Be careful with what you post.
For Eva Evans, posting pictures to social media sites such as Instagram and Facebook isn’t just a way to share photographs with friends. It’s a way to create her identity.
“You have a whole online presence that can be entirely different from who you really are,” said Evans, a sophomore at the University of Vermont. “It gives a false sense of control in that aspect because it allows you to create a ‘cover’ to be read by.”
Evans, like many other college students, uploads pictures online to construct the identity that she wants her friends to see. However, she admits that any images she uploads will become “accessible and uncontrollable,” since she has no control over where those images end up. The picture of herself that she creates for her friends is shown to the world as well.

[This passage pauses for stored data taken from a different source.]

PR #250, opened 2019-08-28
[Liu Guangyuan Gary] Duke Increments

gary-lgy:


docs/README.md
```diff
@@ -1,20 +1,121 @@
...
+### Available in both CLI and GUI
+GUI:
+
+![GUI version](./gui_demo.gif)
+
+CLI:
+
+![CLI version](./cli_demo.gif)
+
+While the GUI may be more intuitive to use, the CLI version provides a simpler
```
nattanyz, line 33: a clear readme overall! :) having both GUI and CLI accessible from the same JAR file is quite a good idea!

src/main/java/duke/Launcher.java
```diff
@@ -0,0 +1,63 @@
...
+        } else {
+            launchGui();
+        }
+    }
+
+    private static boolean hasValidArgs(String[] args) {
+        return args.length == 0 || args.length == 1 && VALID_ARGS.contains(args[0]);
+    }
+
+    private static String getMode(String[] args) {
```
nattanyz, line 41: clean implementation of command-line argument parsing! would it make sense to use an enum for the two types of UI?

src/main/java/duke/cli/Cli.java
```diff
@@ -0,0 +1,146 @@
...
+        show("Warning: " + warning);
+    }
+
+    /**
+     * Shows each error on a new line.
+     *
+     * @param error the error to show
+     */
+    @Override
+    public void showError(final String error) {
```
nattanyz, line 112: since the implementations of showMessage, showWarning and showError don't differ, would it make sense to combine these methods? or is this difference due to GUI implementation? :)

src/main/java/duke/command/AddTaskWithTimeCommand.java
```diff
@@ -0,0 +1,15 @@
+package duke.command;
+
+import java.time.LocalDateTime;
+
+/**
+ * Command that adds a new task with a datetime field.
+ */
+public abstract class AddTaskWithTimeCommand extends AddTaskCommand {
```
nattanyz, line 8: abstracting out the tasks with datetime fields is a good idea! +1 from me :)

src/main/java/duke/gui/MainWindow.java
```diff
@@ -0,0 +1,131 @@
...
+        if (input.isBlank()) {
+            return;
+        }
+        addUserDialog(input);
+        userInput.clear();
+
+        try {
+            Command command = Parser.parse(input);
+            command.execute(tasks, this, storage);
+            if (command.shouldExit()) {
```
nattanyz, line 92: ah, so that's how you implemented the exit on Duke's GUI! this got me stumped for quite a while. good job :)

src/main/java/duke/command/Command.java
```diff
@@ -0,0 +1,38 @@
...
+/**
+ * The Command base class.
+ */
+public abstract class Command {
+    /**
+     * Checks whether this Command is valid.
+     * @param tasks the current tasks
+     * @throws DukeInvalidCommandException if this Command is invalid
+     */
+    protected abstract void check(final TaskList tasks) throws DukeInvalidCommandException;
```
nattanyz, line 18: it's not immediately clear why checking if the command is valid -- involving everything from command syntax to missing arguments to invalid operations depending on the state of the task list -- should be encapsulated in the same method and take the TaskList as an argument. however, you seem to have implemented it quite well! I like how you've made all these various exceptions DukeInvalidCommandException. 👍

nattanyz (commented):
hi Gary, thanks for your thorough review of my code earlier on! :) it was pretty helpful -- and quite enlightening for me to see how much my code has improved since! sorry for not responding to your comments earlier. hope some of these comments are helpful to you, and I'll add more if I ever have the time! :)

PR #252, opened 2019-08-28
[Yeo Yik Hwee Ernest] Duke Increments

ernestyyh:
Add Duke increments up to A-JavaFx


src/main/java/Storage.java
```diff
@@ -0,0 +1,82 @@
...
+                String[] savedTask = s.nextLine().split(" \\| ");
+
+                switch (savedTask[0]) {
+                case "T":
+                    Todo t = new Todo(savedTask[2]);
+                    if (savedTask[1].equals("1")) {
+                        t.markAsDone();
+                    }
+                    taskList.add(t);
+                    break;
```
halfwhole: Perhaps marking the task as done and adding it to the task list could be extracted out, instead of doing it over and over across each `case` statement (one for todo, one for deadline, and one for event)?

src/main/java/Todo.java
```diff
@@ -0,0 +1,14 @@
+public class Todo extends Task {
+    public Todo(String description) {
+        super(description);
+    }
+
+    public String formattedString() {
+        return String.format("T | %d | %s", super.isDone ? 1 : 0, super.description);
```
halfwhole, line 39: An `@Override` could be helpful here!

src/main/java/Ui.java
```diff
@@ -0,0 +1,87 @@
+import java.util.Scanner;
+
+public class Ui {
+    public void initiate(Storage storage, TaskList taskList) {
+        String logo = " ____        _        \n"
```
halfwhole, line 37: This method's functionality should probably belong to the `Duke` class instead? Seems that the main loop for the program is now placed here, which isn't what we typically expect a UI component to do -- to only handle inputs/outputs.

halfwhole (commented):
Great! Nice use of tests and OOP patterns.

SimNee:
A good OOP practice but for your different commands, maybe you could use classes like "ByeCommand", "ListCommand" etc to make it more OOP.
For the Exceptions classes maybe do not need so many classes also.
Else, the rest of the comments already mentioned by halfwhole. 
But overall good job :)

PR #253, opened 2019-08-28
[Choong Yong Xin] Duke Increments

choongyx:
Up to Week 4: Level-1, Level-2, Level-3, Level-4, Level-5, Level-6, Level-7, Level-8, A-MoreOOP, A-Packages, A-JUnit, A-Jar, A-JavaDoc, A-CodingStandard, Level-9, A-CheckStyle, Level-10.


data/tasks.txt
```diff
@@ -0,0 +1,10 @@
+T | ? | eat
+E | ✘ | meeting | 20180909 0900
+E | ✘ | meeting | 12/12/2019 900
```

Last weekend, Heisman Trophy winner Johnny Manziel stirred controversy by posting an Instagram picture of himself holding wads of cash with the caption “casino ballin.” He later deleted the photo from Instagram, but it remains public on various websites. Manziel didn’t do anything illegal — as he noted on Twitter, he was over 18 and in a legal casino — but some fans believed the photo showed bad taste. Although the photo may have boosted Manziel’s popularity in his social group, the image wasn’t limited to just friends.
Laura Portwood-Stacer, assistant professor of media, culture, and communication at New York University, has seen a similar trend among her students.
“Based on what my social media students are telling me in my classes, they are not thinking as much as they should about how their pictures might be used,” she said. Portwood-Stacer also said she thinks that most people assume others will use their online photos in the same way that they use them, by “checking out their friends and acquaintances and maybe passing a bit of social judgment.”
“I am guilty of thinking about how cool it would be to be the first person to share a photo from a memorable event,” said Ritika Shah, a sophomore at University of Ohio. “Sometimes I even take photos simply for the purpose of documenting them online.”
However, people outside of a student’s social group can often get access to personal images shared online. Even if students do pay attention to how others might be able to use their photos, the privacy guidelines on sites such as Instagram are often confusing and unclear.
“There is no satisfying general answer as to what the basic privacy rights are for social media users,” said Woodrow Hartzog, assistant professor of law at the Cumberland School of Law at Samford University. Privacy policies, he added, “rarely match user expectations” and users can easily find others’ information online.
“It is no surprise that potential employers, admissions officers and even potential friends or romantic partners rely on social media information to make determinations about a person’s reputation,” Hartzog said. Along with co-researcher Fred Stutzman, Hartzog has identified a middle-ground of privacy known as “obscurity,” in which information is shared with others online but is unlikely to be discovered by third parties. For example, students might share a picture of themselves drinking alcohol with friends, and not intend that picture to be seen by a college admissions officer. However, privacy law is still struggling to deal with this “obscure” ground of privacy.
New ways to share images online are emerging constantly — the new iPhone app Snapchat allows users to send an image that self-destructs in a few seconds — and rules of social media are still unclear. Pictures in casinos and pictures at parties are meant for friends, but shared with thousands. “It’s an insanely complex world that I don’t know our generation (or anyone) has fully realized yet,” Evans said.